Although it is incredibly difficult to obtain a consensus around scales of animal intelligence, it is widely considered in A.I research circles that we still haven’t devised an A.I that is as generally intelligent as a rat.
But as our agents become more intelligent as our research advances, multi-agent reinforcement learning will become critical, not only for the development of communication, empathy and other fundamental intellectual capabilities, but because it will teach the agents how to behave in groups without harming each other. This is a critical research step for developing safe agents in general.

Can we just program safety into the agents, or does some part of it need to be learned?
Personally, I am not certain.
One of the few areas where there is consensus around definitions of intelligence is; the less an animal or agent relies on instinct and the more it learns from environment, the smarter it is.
Instincts are, of course, incredibly useful. Just think of the baby turtle who automatically makes a dash for the water after they’ve exited their shell. Without this instinct they’d sit on the beach and watch their fellow newborns be eaten before they learned to rush to the safety of the water.
But instincts, like regulation, can be dumb and restrictive. It can also save lives. Finding the balance between the two is critical.
Humans are regularly the best example of this - our intelligence permits us to even override our instincts, if we allow pause for thought. One of the reasons the human infancy period is so much longer than other species is because our cognition is less instinctive and more learned.
If we’re working toward human-level artificial intelligence, it’s reasonable to posit that along this research path our A.I agents will need to have lengthy learning periods, just like children. With this, they’ll need to learn how to behave.

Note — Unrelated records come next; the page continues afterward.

Issue #2734, opened 2017-04-10
[Request] 1 pixel title bars


squigglezworth:
While we can set borders to be 1 pixel wide, the smallest it's possible to get stacked/tabbed container title bars is ~5px with font size 0. It would be nice to be able to set the height of the title bar, or just a 1pixel title setting that just won't display the title

i3bot:
I don’t see a link to logs.i3wm.org. Did you follow http://i3wm.org/docs/debugging.html? (In case you actually provided a link to a logfile, please ignore me.)

i3bot:
I don’t see a version number. Could you please copy & paste the output of `i3 --version` into this issue?

Airblader:
See #2664

squigglezworth:
Except this is not talking about hiding title bars.

Airblader:
See the discussion in the pull request. This is just not a configurability that we want.

squigglezworth:
There is no "discussion" past "we don't want to *hide* the title bar" which i completely agree with. 

However, I don't need nor want more than a 1pixel indicator where my window is. I don't need a title.

Airblader:
It's a design decision in i3 to force the display of window titles in tabbed or stacked layouts; a decision we are not looking to change, see #2664. Setting the font size to 0 is just a workaround you are trying to use, but it leaves you with the issue you described; and we don't want to enable all kinds of flows by supporting workarounds used because there's features that we rejected.

If you feel strongly about this then I suggest running a local patch. You already have one ready by @nmschulte above.

squigglezworth:
I was hoping to revisit this issue and hopefully get it implemented in i3. 

To clarify, I still don't wish to completely disable title bars, nor do I want to support any particular hacky workaround that I myself use.

I'd like to be able to disable the drawing of container title bar *text*. Logically following that, the ability to set the title *bar's* height should be possible.
Possible config directives could be
`draw_container_titles <true|false>`
and 
`container_title_bar_height <px>`

I know for certain that I'm not the only one who doesn't utilize the container titles, and are using some workarounds (like setting the `title_format` to a blank span for every window) to achieve similar behavior.


I hope this makes it more clear the configuration I'm looking for, and the reasoning.

I do believe such options have merit and should be considered.

orestisf1993:
It does get pretty hard to distinguish the layout after you remove the titles:

[...]

PR #2735, opened 2017-04-11
add title_vertical_margin configuration

nmschulte:
for #2734, allows to specify the additional vertical margin over the font height used when rendering titlebars

I'm sure this will need work before, if ever, it goes in.  beyond just the concept, these need consideration:
- [ ] userguide update
- [ ] parser tests
- [ ] review of config parser state modifications
- [ ] overflow/upper limit on titlebar height

### DIFF
--- a/include/config_directives.h
+++ b/include/config_directives.h
@@ -57,6 +57,7 @@ CFGFUN(force_display_urgency_hint, const long duration_ms);
 CFGFUN(focus_on_window_activation, const char *mode);
 CFGFUN(show_marks, const char *value);
 CFGFUN(hide_edge_borders, const char *borders);
+CFGFUN(title_vertical_margin, const long margin_height);
 CFGFUN(assign, const char *workspace);
 CFGFUN(no_focus);
 CFGFUN(ipc_socket, const char *path);
--- a/include/configuration.h
+++ b/include/configuration.h
@@ -130,6 +130,11 @@ struct Config {
      * By default, this is disabled. */
     hide_edge_borders_mode_t hide_edge_borders;
 
+    /** The amount of vertical buffer ("margin") to include when calculating the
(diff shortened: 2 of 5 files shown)


Airblader:
I don't really like the idea of making this pixel value configurable. I think the better option is to disable titles for stacked / tabbed containers (per configuration).

nmschulte:
> disable titles for stacked / tabbed containers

In the long-run, I don’t see these lengthy learning periods will be a continued requirement. Unlike humans, we’ll be able to transfer most learned behaviours and knowledge between A.I generations. That being said, the real world is a messy, ever changing place and we cannot assume that we won’t have to occasionally update an A.I agents behaviour to encompass new developments.
Finally, it is the opinion of the author that the span between the capabilities of state-of-the-art Multi-agent reinforcement learning and human social capabilities underscores just how far we have to go as a research discipline to achieve advanced artificial intelligence. I also consider it one of the most important research domains, with its relevance to language development, empathy, imagination, ethics and other qualities we associate with being human. Some of human’s most impressive feats, from the Eiffel Tower to the invention of the Internet, have emerged through a collective effort.
If we’re to develop safe, advanced A.I, making progress in multi-agent reinforcement learning will be a critical step.